An AML/CTF program is able to identify, categorise and attribute an ML/TF risk score of providing services within a particular jurisdiction. These being, low (requires monitoring), medium (concern) and high (primary concern). To determine these factors you will need to asses the political, economic, legal, cultural and government structures and standards in each country.
There are a variety of international organisations which assess the jurisdiction risk of ML/TF. Some focus on the countries overall risk others provide information on assessing the risk posed by PEPs and sanctions pose within these jurisdictions. There are a few factors you should consider when assessing your jurisdiction risk when providing service internationally.

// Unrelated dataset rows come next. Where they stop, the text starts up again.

PR #940, opened 2017-02-14
[BISERVER-13522] Migrated or Imported Interactive reports do not run …

mchen-len-son:
…due to missing XMI extension

- added fallback function to cover the case when report is referencing "old" datasource"s domain ID

### DIFF
--- a/impl/client/src/main/javascript/web/dataapi/controller.js
+++ b/impl/client/src/main/javascript/web/dataapi/controller.js
@@ -70,7 +70,38 @@ pentaho.pda.app.prototype.discoverSources = function(callback, options) {
 	return sources;
 }
 
+/**
+ * This function is calling a datasource search once again,
+ * falling back to a new ID (including ".xmi" extension).
+ * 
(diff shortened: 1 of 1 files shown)


mchen-len-son:
This is a hotfix for regression found (and fixed, but as we realized, incompletely).

Scenario: 
 - datasource and PIR report are exported from BA server of an older version (we used 5.4).
 - datasource is imported to newer version, and is saved containing "xmi" extension in domain ID.
 - report is uploaded to the repository, but is still referencing to an older domain ID.

I added a fallback to a "new" domain ID, when old one is not found, like it was done in https://github.com/pentaho/pentaho-metadata/pull/139.

As I can see (https://github.com/search?p=2&q=org%3Apentaho+app.getSources&type=Code), this function is called from many places, so I decided to put the changes here.
The changes are not breaking, and every consumer of getSources function should get the same results as it did before, except the described scenario.

@pamval @mbatchelor can you please take a look?

PR #941, opened 2017-02-14
[SP-3297][BISERVER-13522] Migrated or Imported Interactive reports do…

mchen-len-son:
… not run due to missing XMI extension

- added fallback function to cover the case when report is referencing "old" datasource"s domain ID


mchen-len-son:
This is a backport of #940.

PR #950, opened 2017-02-16
[BACKLOG-14522] Web client configuration bundle

nantunes:
@pentaho/millenniumfalcon please take a look. It's the configuration bundle that will get exploded to `system/karaf/config` by https://github.com/pentaho/pentaho-karaf-assembly/pull/277.

~~The deployment of the artifact with classifier (and no primary artifact) by maven-bundle-plugin:2.5.3:install (default-install) generates an `[ERROR] No artifact found, try "mvn install bundle:install"` but it works (should be a WARNING or just INFO like maven-install-plugin:2.5.2:install (default-install) does).~~ (fixed by 2e581e2)

Check the comments for other notes.


nantunes:
One thing here is to define the default content of the `config.js` file.

Remember that, as it is, it will be the same in both PDI and server. If not instead we'll need to create separate configuration bundles (probably in DET and Analyzer?).

What do you think?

These are the risks of ML/TF your internal business activities create. For example, assessing the risk the employees who are performing KYC verifications is one aspect of operations risk. Operation risk is also influenced by what internal policies and procedures are in place to perform AML/CTF controls.
The risk environment your designated service is exposed to. For example, digital currency exchanges are more vulnerable to risks related to cybercrime and hacking.
Regulatory risk is associated with breaches to the provisions of the AML Act and rules and regulations. The regulator's measures to detect, deter and remedy non-compliance will be commensurate with an entity's perceived risk rating.
Factors which place an entity at higher risk of non-compliance are:
- Customer verification not done properly;
- Failure to train staff adequately;
- Not having an AML/CTF program;
- Failure to report suspicious matters;
- Not submitting an AML/CTF compliance report; and
- Not having an AML/CTF compliance officer.
Minimising these risks is directly related to the policies and procedures outlined in your AML/CTF program and whether these are implemented, reviewed and reinforced correctly.
Customer Identification is covered predominantly by Part B of the AML/CTF Program and will be covered in more detail in Know Your Customer.
Reporting and Record Keeping are facilitated by AUSTRAC online.
Implementing the AML/CTF program is covered in Design your AML/CTF Program.
The effectiveness of your AML/CTF program is to be assessed by an independent reviewer, covered in Review your AML/CTF Program.
When it comes to quantifying your ML/TF risk the most common method is to attribute a risk score by assessing the likelihood of a non-compliance event occurring against its severity or impact.
Likelihood x Severity = Risk Score
When it comes to money laundering and terrorist financing, the severity of when a designated service is non-compliant can be drastic. This emphasises the importance of taking a risk-based approach to regulation, while it shouldn’t be expected for businesses to have a zero-risk tolerance, minimising the risks which have the highest risk level/score is a good start to achieving industry best practice compliance.
Risk treatment represents the processes in place which aim to minimise and manage the risks, apply strategies, policies and procedures. Create a risk management worksheet which dictates the treatment/actions taken to minimise both business and regulatory risk.
Expressed as an acceptable or unacceptable level of risk.
Some questions you may ask yourself:
- What risks will the business accept?
- What risks will the business NOT accept?
- What risks will the business treat on a case-by-case basis?
- What risks will the business send to a higher level for a decision?
Upon completing an AML/CTF Risk Assessment, you are ready to move forward with your AML/CTF program.